Broeckhuizen maakte deel uit van een executiepeloton. Begin 1946 vertelde hij dat hij in het najaar van 1944 een telefoontje kreeg van Kotalla, die hem opdroeg om zich meteen te melden. Hij moest zijn karabijn meebrengen. Broeckhuizen liet zijn administratieve werkzaamheden in de steek en ging naar de hoofdwacht van het P.D.A. Daar aangekomen zag hij 9 gevangenen die stonden aangetreden. Volgens Broeckhuizen droegen zij burgerkleding.

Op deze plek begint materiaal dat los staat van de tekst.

PR #1656, opened 2024-03-04
[PWX-36291] Helper functions for scaling down applications during failover/failback

olavangad-px:
**What type of PR is this?**
>feature

This PR deals with the methods required for scaling down applications during failover and failback. 
Note: These functions are not being used yet. The upcoming PR will use these methods.

No

No

Yes, 24.2.0

**Testing Details**
For failover, we will first find out the resources which will be activated in the destination cluster and scale down the corresponding resources in the source cluster.
To simulate this for testing I used the below code in one of the storkctl commands and verified that a deployment,replicaSet & a mongocommunitydb resource (CRD) are scaled down in source cluster as expected and required annotations are added as well.
```
srcConf, _ := getConfig(srcConfig).ClientConfig()
destConf, _ := cmdFactory.GetConfig()
activationNamespaces := []string{cmdFactory.GetNamespace()}
resourceBeingActivated, _ := resourceutils.GetResourcesBeingActivated(activationNamespaces, destConf)
_ = resourceutils.ScaleDownGivenResources(activationNamespaces, resourceBeingActivated, srcConf)
```

### DIFF
--- a/pkg/resourceutils/listResources.go
+++ b/pkg/resourceutils/listResources.go
@@ -1,0 +1,157 @@
+package resourceutils
+
+import (
+	"context"
+	"fmt"
+	"strings"
+
+	migration "github.com/libopenstorage/stork/pkg/migration/controllers"
+	"github.com/libopenstorage/stork/pkg/resourcecollector"
+	storkops "github.com/portworx/sched-ops/k8s/stork"
+	"k8s.io/apimachinery/pkg/api/errors"
+	metav1 "k8s.io/apimachinery/pkg/apis/meta/v1"
+	"k8s.io/apimachinery/pkg/apis/meta/v1/unstructured"
+	"k8s.io/apimachinery/pkg/runtime/schema"
+	k8sdynamic "k8s.io/client-go/dynamic"
+	"k8s.io/client-go/rest"
+)
+
+var statefulSetGVK = metav1.GroupVersionKind{Group: "apps", Version: "v1", Kind: "StatefulSet"}
+var deploymentGVK = metav1.GroupVersionKind{Group: "apps", Version: "v1", Kind: "Deployment"}
+var replicaSetGVK = metav1.GroupVersionKind{Group: "apps", Version: "v1", Kind: "ReplicaSet"}
+var deploymentConfigGVK = metav1.GroupVersionKind{Group: "apps.openshift.io", Version: "v1", Kind: "DeploymentConfig"}
+var cronJobGVK = metav1.GroupVersionKind{Group: "batch", Version: "v1", Kind: "CronJob"}
+var virtualMachineGVK = metav1.GroupVersionKind{Group: "kubevirt.io", Version: "v1", Kind: "VirtualMachine"}
+var ibpPeerGVK = metav1.GroupVersionKind{Group: "ibp.com", Version: "v1alpha1", Kind: "IBPPeer"}
+var ibpcaGVK = metav1.GroupVersionKind{Group: "ibp.com", Version: "v1alpha1", Kind: "IBPCA"}
+var ibpConsoleGVK = metav1.GroupVersionKind{Group: "ibp.com", Version: "v1alpha1", Kind: "IBPOrderer"}
+var ibpOrdererGVK = metav1.GroupVersionKind{Group: "ibp.com", Version: "v1alpha1", Kind: "IBPConsole"}
+
+func getRelevantGVKs() []metav1.GroupVersionKind {
+	return []metav1.GroupVersionKind{statefulSetGVK, deploymentGVK, replicaSetGVK, deploymentConfigGVK, cronJobGVK, virtualMachineGVK, ibpPeerGVK, ibpcaGVK, ibpOrdererGVK, ibpConsoleGVK}
+}
+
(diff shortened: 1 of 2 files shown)


pkg/resourceutils/listResources.go
```diff
@@ -0,0 +1,167 @@
...
+	crdList, err := storkClient.ListApplicationRegistrations()
+	if err != nil {
+		return nil, err
+	}
+	resourceReplicaMap := make(map[string]map[metav1.GroupVersionKind]map[string]string)
+	for _, ns := range activationNamespaces {
+		//Initialise namespace -> resource kind maps
+		resourceReplicaMap[ns] = make(map[metav1.GroupVersionKind]map[string]string)
+
+		// 1. ApplicationResources
```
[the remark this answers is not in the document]
olavangad-px: I have already created functions to scale down individual resources for each of application, crd and cronJob.
In this function I am just looping over the resources and calling the corresponding update method.
Should I still create new functions just to loop over the resources ?

diptiranjanpx (approved):

pkg/resourceutils/listResources.go
```diff
@@ -0,0 +1,192 @@
...
+					return nil, fmt.Errorf("error getting the annotations of the resource %v %v/%v: %v", strings.ToLower(cronJobGVK.Kind), object.GetNamespace(), object.GetName(), err)
+				}
+				if !found {
+					continue
+				}
+				// pick only if stork-migrated annotation exists in the resource
+				if val, present := annotations[migration.StorkMigrationAnnotation]; present {
+					resourceReplicaMap[ns][cronJobGVK][object.GetName()] = val
+				}
+			}
```
pp511, line 138: Did we need to create another map here? Couldn't we use the map we have creared in Step1?

pkg/resourceutils/scaleDown.go
```diff
@@ -0,0 +1,270 @@
...
+
+func scaleDownApplicationResource(dynamicClient k8sdynamic.ResourceInterface, object unstructured.Unstructured, resourceType metav1.GroupVersionKind) error {
+	content := object.UnstructuredContent()
+	currentReplicas, found, err := unstructured.NestedInt64(content, "spec", "replicas")
+	if err != nil {
+		return err
+	}
+	if !found {
+		currentReplicas = 1
+	}
```
pp511, line 98: Explain this.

Op bevel van Kotalla moesten hij en een aantal andere kampbewakers de gevangenen begeleiden naar een bosje achter de boerderij van het P.D.A. Op de plaats waar de executie plaats zou vinden was al een graf gegraven. Broeckhuizen wist niet wie de kuil had gemaakt. Hij vertelt in het proces-verbaal dat de gevangenen in twee groepen werden neergeschoten, en dat hij onderdeel van het vuurpeloton was. Het peloton stond ongeveer 15 meter van de gevangenen af en terwijl de eerste groep werd neergeschoten werd de tweede groep op afstand gehouden. Daarna kwam de tweede groep aan de beurt. De gevangenen werden niet geblinddoekt en Broeckhuizen kon zich ook niet herinneren of de mannen was gevraagd of ze geblinddoekt wilden worden. Hij wist nog wel dat Kotalla zich erg bruut had gedragen tijdens de executies. Toen de eerste groep was neergeschoten werden de lichamen eerst in de kuil gelegd. Pas daarna werd de tweede groep geëxecuteerd. Broeckhuizen heeft ook gezien dat sommige gevangenen nog een nekschot kregen. Onder de gevangenen was een oude man die slecht ter been was. Pas later hoorde Broeckhuizen dat het om een predikant was gegaan (dominee De Rijper). Na de terechtstelling moesten Broeckhuizen en de andere bewakers die betrokken waren, de slachtoffers begraven. Toen dit was gebeurd ging Broeckhuizen terug naar zijn kamer waar hij op bed ging liggen. Naast dominee De Rijper waren ook zijn twee zonen onder de terechtgestelden.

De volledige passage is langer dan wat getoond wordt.